How to complete this task: Collect all lines containing the word "commit" from the data.

Dataset section start

PR #575, opened 2016-04-26
libcaca: shrink 2nd arch packages to avoid duplicate files.

fbrosson:
* Drop the mirror for SOURCE_URI, since the official website is back.
* Add **`TEST()`** with **`make check`** since this target exists.
* No changes in primary arch packages, except for the SOURCE_URI.
* On secondary arch there is no need to ship man pages, data files and runtimes (except for caca-config-*), since they are already in the primary arch packages. All we need for 2nd arch packages is:
 * in the base package: the shared libs;
 * in the devel package: **`caca-config-*`** and **`develop/{headers,lib}`**.
  The only file we need to keep in every package is the licence.
* Cosmetic edits: duplicate white spaces, fake tab, **`-e`** for sed.

### DIFF
--- a/media-libs/libcaca/libcaca-0.99.beta19.recipe
+++ b/media-libs/libcaca/libcaca-0.99.beta19.recipe
@@ -2,8 +2,6 @@ SUMMARY="An ASCII art rendering library"
 DESCRIPTION="libcaca is a software library which allows applications to \
 automatically convert still and moving images into colored ASCII art."
 HOMEPAGE="http://caca.zoy.org/wiki/libcaca"
-# FIXME: the offical website is down right now. Using mirror provided by the
-#        MXE project.
 COPYRIGHT="1998, 1999, 2001 Jan Hubicka
 	2003-2008 Sam Hocevar
 	2003-2008 Jean-Yves Lamoureux
@@ -12,9 +10,8 @@ COPYRIGHT="1998, 1999, 2001 Jan Hubicka
 	2007-2008 Pascal Terjan"
 LICENSE="WTFPL
 	GNU GPL v2"
-REVISION="2"
-SOURCE_URI="http://caca.zoy.org/raw-attachment/wiki/libcaca/libcaca-$portVersion.tar.gz
-	http://s3.amazonaws.com/mxe-pkg/libcaca-$portVersion.tar.gz"
+REVISION="3"
+SOURCE_URI="http://caca.zoy.org/raw-attachment/wiki/libcaca/libcaca-$portVersion.tar.gz"
 CHECKSUM_SHA256="128b467c4ed03264c187405172a4e83049342cc8cc2f655f53a2d0ee9d3772f4"
 SOURCE_DIR="libcaca-$portVersion"
 PATCHES="libcaca-${portVersion}.patchset"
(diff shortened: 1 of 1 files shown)


fbrosson:
I've carefully compared the differences before and after this commit, in the base primary arch, devel primary arch, base secondary arch and devel secondary arch. (Tests done in x86_gcc2 primary arch with x86 as secondary arch.)
The results are that primary arch packages are identical before and after this commit, and that:
* the following files no longer exist in the new base secondary arch package:
```
bin/x86/cacaclock
bin/x86/cacademo
bin/x86/cacafire
bin/x86/cacaplay
bin/x86/cacaserver
bin/x86/cacaview
bin/x86/img2txt
data/libcaca/caca.txt
documentation/man/man1/caca-config.1
documentation/man/man1/cacafire.1
documentation/man/man1/cacaplay.1
documentation/man/man1/cacaserver.1
documentation/man/man1/cacaview.1
documentation/man/man1/img2txt.1
```

* the following files no longer exist in the new devel secondary arch package:
```
develop/documentation/libcaca_x86/*.html
develop/documentation/libcaca_x86/*.png
develop/documentation/libcaca_x86/*.css
documentation/man/man3/*.3caca
```

I have taken care of not discarding caca-config-*.

I'd like to have your thougths (if any ;-) about the name of a variable I introduced in the recipe: **`maybe_manDir_man3`**. It is set to $manDir/man3 if when building for a primary arch, or left empty when building for a secondary arch.
I think it is quite self-explanatory, but I'm open to any alternate suggestion.

Regarding the general changes proposed in this PR, I think it improves the recipe because it gets rid of all overlapping files (except for the licence which we need to keep in order to satisfy haikuports.)
I know there aren't many recipes that depend on libcaca but this allows to have some sort of template for what we can do with recipes that build in all primary and secondary architectures.
Thanks in advance for your feedback!

korli:
Isn't libcaca.txt the license text file?
I fail to see the need for "documentation/man/man3/*.3caca". There is already the html documentation in the package.

fbrosson:
Nope, the license file is WTFPL (and it's in data/licenses/). BTW, there is no libcaca.txt but a **`caca.txt`** (in **`data/libcaca/`**) and it's just a small ascii art picture.
Regarding the **`documentation/man/man3/*.3caca`** files, although the information they carry is probably also available in html format, I think it is better to not drop them , I mean, the *.3caca files. If keeping them in the primary arch devel package does not seem a good idea then I can move them to an alternate sub-package like libcaca_man or libcaca_doc if you agree. Because if we remove that stutff then it might upset developers who prefer reading real man pages rather then html files. And we might even miss some information if we only ship the documentation in html format.

korli:
At least arch completely removes the doc for this package, so it must not upset many people... another _doc package might be a good idea.

fbrosson:
Cool, thanks! I've moved the man3 pages (and the HTML documentation) to a **`_doc`** arch-independent sub-package as discussed. I think it makes sense to also move the HTML docs as I did. What do you think?
Regarding the static libs, is there any recommendation to pass **`--disable-static`** to configure when static libs are enabled by default? (libcaca builds both static and shared libs by default). In case there is no general recommendation, do you think we should drop the static libs for this particular recipe?
If you think the recipe is ready for merge then please feel free to either merge it yourself or, if you prefer, give me green lights to do so. Of course, if you would like to see other changes, please do not hesitate! Thanks!

korli:
I have no idea concerning static libs. Why dropping it for this recipe?

fbrosson:
Cause I guess nobody will ever link anything against libcaca's static libs. But of course it's OK to keep them, since they were already in the previous revision.
BTW, thanks for the merge!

Dataset section end

Result of the exercise:
I've carefully compared the differences before and after this commit, in the base primary arch, devel primary arch, base secondary arch and devel secondary arch. (Tests done in x86_gcc2 primary arch with x86 as secondary arch.)
The results are that primary arch packages are identical before and after this commit, and that:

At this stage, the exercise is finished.